■ Task prompt
In the entries below, find the line with "- Tests at the" and the line with "- **Popup controls". Return those two lines and all lines between them, exactly.

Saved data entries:
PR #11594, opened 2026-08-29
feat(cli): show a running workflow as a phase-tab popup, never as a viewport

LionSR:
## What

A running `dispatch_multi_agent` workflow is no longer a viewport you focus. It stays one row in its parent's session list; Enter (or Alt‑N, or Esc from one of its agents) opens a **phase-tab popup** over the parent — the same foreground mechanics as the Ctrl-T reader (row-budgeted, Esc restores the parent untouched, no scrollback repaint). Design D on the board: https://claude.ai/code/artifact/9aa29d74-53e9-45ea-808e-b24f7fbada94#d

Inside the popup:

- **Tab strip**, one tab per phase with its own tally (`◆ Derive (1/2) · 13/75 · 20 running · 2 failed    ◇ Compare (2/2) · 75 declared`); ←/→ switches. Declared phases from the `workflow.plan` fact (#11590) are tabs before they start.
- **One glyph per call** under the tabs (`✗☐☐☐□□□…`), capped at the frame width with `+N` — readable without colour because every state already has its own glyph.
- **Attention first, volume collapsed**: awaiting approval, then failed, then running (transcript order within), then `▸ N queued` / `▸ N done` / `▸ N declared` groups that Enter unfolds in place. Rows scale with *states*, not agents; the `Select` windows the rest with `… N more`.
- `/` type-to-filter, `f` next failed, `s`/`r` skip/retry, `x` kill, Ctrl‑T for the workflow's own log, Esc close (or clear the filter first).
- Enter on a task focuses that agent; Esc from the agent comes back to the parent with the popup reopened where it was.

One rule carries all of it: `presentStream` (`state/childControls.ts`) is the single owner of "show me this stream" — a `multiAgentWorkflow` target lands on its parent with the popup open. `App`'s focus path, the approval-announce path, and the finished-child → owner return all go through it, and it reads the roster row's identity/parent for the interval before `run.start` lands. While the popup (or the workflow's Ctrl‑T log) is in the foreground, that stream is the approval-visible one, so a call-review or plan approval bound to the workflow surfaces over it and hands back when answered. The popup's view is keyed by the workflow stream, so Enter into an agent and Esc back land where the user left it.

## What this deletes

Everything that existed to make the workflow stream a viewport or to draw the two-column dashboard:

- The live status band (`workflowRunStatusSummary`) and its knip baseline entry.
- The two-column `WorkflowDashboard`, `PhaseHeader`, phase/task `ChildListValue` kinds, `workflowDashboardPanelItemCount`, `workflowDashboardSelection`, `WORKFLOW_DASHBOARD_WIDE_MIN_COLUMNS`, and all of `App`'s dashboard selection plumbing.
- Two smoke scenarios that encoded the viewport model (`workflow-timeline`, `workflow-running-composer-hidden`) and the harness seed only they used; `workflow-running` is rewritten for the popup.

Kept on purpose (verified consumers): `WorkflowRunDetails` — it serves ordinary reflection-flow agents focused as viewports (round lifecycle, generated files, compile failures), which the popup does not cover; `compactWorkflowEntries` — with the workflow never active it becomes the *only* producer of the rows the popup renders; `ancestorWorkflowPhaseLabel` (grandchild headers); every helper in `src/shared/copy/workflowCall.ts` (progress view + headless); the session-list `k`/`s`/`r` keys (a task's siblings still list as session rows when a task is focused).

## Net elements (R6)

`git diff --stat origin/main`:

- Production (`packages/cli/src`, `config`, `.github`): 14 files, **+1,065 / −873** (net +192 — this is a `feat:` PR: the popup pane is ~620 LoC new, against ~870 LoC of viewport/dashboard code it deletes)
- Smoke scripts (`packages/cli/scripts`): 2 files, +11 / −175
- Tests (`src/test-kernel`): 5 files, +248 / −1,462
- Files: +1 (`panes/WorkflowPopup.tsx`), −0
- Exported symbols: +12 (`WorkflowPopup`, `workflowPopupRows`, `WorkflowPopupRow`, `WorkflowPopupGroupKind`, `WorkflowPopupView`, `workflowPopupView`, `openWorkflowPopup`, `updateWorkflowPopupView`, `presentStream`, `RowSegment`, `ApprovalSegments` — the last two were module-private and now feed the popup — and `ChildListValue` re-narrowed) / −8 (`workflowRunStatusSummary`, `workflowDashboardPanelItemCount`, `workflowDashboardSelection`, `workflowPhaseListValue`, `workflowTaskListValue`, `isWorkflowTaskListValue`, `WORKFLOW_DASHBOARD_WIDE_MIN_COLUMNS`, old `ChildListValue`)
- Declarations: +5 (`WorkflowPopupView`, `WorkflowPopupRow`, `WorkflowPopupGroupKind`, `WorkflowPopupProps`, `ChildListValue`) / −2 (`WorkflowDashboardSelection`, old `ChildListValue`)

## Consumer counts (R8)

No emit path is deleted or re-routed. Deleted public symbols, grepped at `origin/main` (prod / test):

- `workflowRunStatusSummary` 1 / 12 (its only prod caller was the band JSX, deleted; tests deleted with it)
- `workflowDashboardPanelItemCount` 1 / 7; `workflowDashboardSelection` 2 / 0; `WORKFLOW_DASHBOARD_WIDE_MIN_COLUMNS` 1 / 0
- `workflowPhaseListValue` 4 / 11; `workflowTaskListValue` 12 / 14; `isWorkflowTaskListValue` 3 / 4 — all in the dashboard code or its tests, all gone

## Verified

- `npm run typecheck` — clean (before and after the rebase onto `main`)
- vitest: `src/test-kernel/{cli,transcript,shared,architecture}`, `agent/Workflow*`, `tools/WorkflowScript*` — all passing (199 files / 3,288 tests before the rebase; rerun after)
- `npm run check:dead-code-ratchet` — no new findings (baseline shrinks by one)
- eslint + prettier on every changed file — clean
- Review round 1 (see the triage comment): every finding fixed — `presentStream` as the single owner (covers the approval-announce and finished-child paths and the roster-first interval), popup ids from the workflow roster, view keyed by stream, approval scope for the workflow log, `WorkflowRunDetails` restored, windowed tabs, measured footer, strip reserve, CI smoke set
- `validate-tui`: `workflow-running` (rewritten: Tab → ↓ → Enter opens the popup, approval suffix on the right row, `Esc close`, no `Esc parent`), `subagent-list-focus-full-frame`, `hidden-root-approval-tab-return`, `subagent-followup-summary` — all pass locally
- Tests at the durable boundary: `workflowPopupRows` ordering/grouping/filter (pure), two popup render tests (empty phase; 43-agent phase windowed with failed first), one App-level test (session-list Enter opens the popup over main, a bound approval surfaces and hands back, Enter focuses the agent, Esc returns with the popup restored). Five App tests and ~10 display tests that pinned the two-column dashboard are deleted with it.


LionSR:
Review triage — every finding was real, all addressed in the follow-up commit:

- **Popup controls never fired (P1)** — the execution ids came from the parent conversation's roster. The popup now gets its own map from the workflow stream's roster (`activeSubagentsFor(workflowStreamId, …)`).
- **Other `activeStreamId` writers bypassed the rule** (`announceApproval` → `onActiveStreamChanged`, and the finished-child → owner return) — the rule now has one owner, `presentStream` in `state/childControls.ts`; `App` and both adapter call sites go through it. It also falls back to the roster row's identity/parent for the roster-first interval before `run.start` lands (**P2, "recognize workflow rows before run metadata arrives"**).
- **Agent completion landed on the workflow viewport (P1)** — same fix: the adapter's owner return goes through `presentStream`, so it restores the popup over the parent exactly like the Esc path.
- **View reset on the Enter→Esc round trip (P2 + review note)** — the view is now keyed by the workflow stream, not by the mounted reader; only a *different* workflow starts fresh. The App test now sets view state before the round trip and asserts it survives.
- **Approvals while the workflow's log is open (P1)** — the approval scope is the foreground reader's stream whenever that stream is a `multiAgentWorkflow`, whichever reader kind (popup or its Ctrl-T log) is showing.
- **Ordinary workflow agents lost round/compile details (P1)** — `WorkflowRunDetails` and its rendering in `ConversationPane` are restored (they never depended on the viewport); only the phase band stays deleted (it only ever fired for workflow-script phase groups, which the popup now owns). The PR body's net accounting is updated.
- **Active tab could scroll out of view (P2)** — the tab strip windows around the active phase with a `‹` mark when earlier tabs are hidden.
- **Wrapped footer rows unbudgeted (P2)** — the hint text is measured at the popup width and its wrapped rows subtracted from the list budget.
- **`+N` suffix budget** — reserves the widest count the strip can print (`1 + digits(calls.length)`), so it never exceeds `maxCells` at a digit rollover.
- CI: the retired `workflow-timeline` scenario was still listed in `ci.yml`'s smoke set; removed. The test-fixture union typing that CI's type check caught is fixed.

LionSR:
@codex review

■ Solution to the exercise
- Tests at the durable boundary: `workflowPopupRows` ordering/grouping/filter (pure), two popup render tests (empty phase; 43-agent phase windowed with failed first), one App-level test (session-list Enter opens the popup over main, a bound approval surfaces and hands back, Enter focuses the agent, Esc returns with the popup restored). Five App tests and ~10 display tests that pinned the two-column dashboard are deleted with it.


LionSR:
Review triage — every finding was real, all addressed in the follow-up commit:

- **Popup controls never fired (P1)** — the execution ids came from the parent conversation's roster. The popup now gets its own map from the workflow stream's roster (`activeSubagentsFor(workflowStreamId, …)`).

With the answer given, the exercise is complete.